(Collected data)
PR #3836, opened 2017-12-27
Prepare HTML structure for dossier title alignment.

bierik:
screen shot 2017-12-27 at 11 25 54


bierik:
@phgross added changelog

PR #5124, opened 2018-11-20
Set \emergencystretch to 3em in latex templates.

### LINKED ISSUE #5123: Aufgaben PDF: Titel geht über rand hinaus
Siehe angehängtes Bsp. 

[Aufgabenliste des Dossiers 2008 - Renovation Regierungsgebaeude - 934850938, 13.11.2018 17 03.pdf](https://github.com/4teamwork/opengever.core/files/2598617/Aufgabenliste.des.Dossiers.2008.-.Renovation.Regierungsgebaeude.-.934850938.13.11.2018.17.03.pdf)

njohner:
This change allows latex to distribute 3em more of white space on a line when it cannot split it in a satisfying way, this is notably useful as titles often contain long numbers.

According to my tests the current setting should always work for numbers up to 10 digits. For longer numbers we can lines that extend over the margin or sheet. I feel like that is pretty reasonable, though we could obviously crank that up to some larger value, but then there is the risk of obtaining lines typeset with a lot of space.

Another possibility would be to redefine the titles to be `raggedright`, in the case of a section title as in the issue (#5123 ):
```
\titleformat*{\section}{\bf\Large\filright}
```
I think the generic solution should do though.

resolves #5123

### DIFF
--- a/docs/HISTORY.txt
+++ b/docs/HISTORY.txt
@@ -7,6 +7,7 @@ Changelog
 
 - Fix bug in Windows8/10 and IE11/Edge: Select a task-reminder option will now properly stop spinning. [elioschmutz]
 - Show the task-reminder selector spinner directly and not only on long-requests to remove complexity. [elioschmutz]
+- Set \emergencystretch to 3em in latex templates. [njohner]
 - Update schemas in API documentation to include "changed". [njohner]
 - Ignore unauthorized traversal request in the response forms. [phgross]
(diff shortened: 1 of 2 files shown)


njohner:
Here a screen shot from a title that overshoots into the margin
screen shot 2018-11-20 at 10 37 42

With the `\emergencystretch` setting, the line is stretched and the number falls on the next line
screen shot 2018-11-20 at 10 37 58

__Requirement__:
Locate the line that contains "Another possibility would", then please quote it and every line after it to the end of the entries above, exactly and with nothing else.

__Response box__:
Another possibility would be to redefine the titles to be `raggedright`, in the case of a section title as in the issue (#5123 ):
```
\titleformat*{\section}{\bf\Large\filright}
```
I think the generic solution should do though.

resolves #5123

### DIFF
--- a/docs/HISTORY.txt
+++ b/docs/HISTORY.txt
@@ -7,6 +7,7 @@ Changelog
 
 - Fix bug in Windows8/10 and IE11/Edge: Select a task-reminder option will now properly stop spinning. [elioschmutz]
 - Show the task-reminder selector spinner directly and not only on long-requests to remove complexity. [elioschmutz]
+- Set \emergencystretch to 3em in latex templates. [njohner]
 - Update schemas in API documentation to include "changed". [njohner]
 - Ignore unauthorized traversal request in the response forms. [phgross]
(diff shortened: 1 of 2 files shown)


njohner:
Here a screen shot from a title that overshoots into the margin
screen shot 2018-11-20 at 10 37 42

With the `\emergencystretch` setting, the line is stretched and the number falls on the next line
screen shot 2018-11-20 at 10 37 58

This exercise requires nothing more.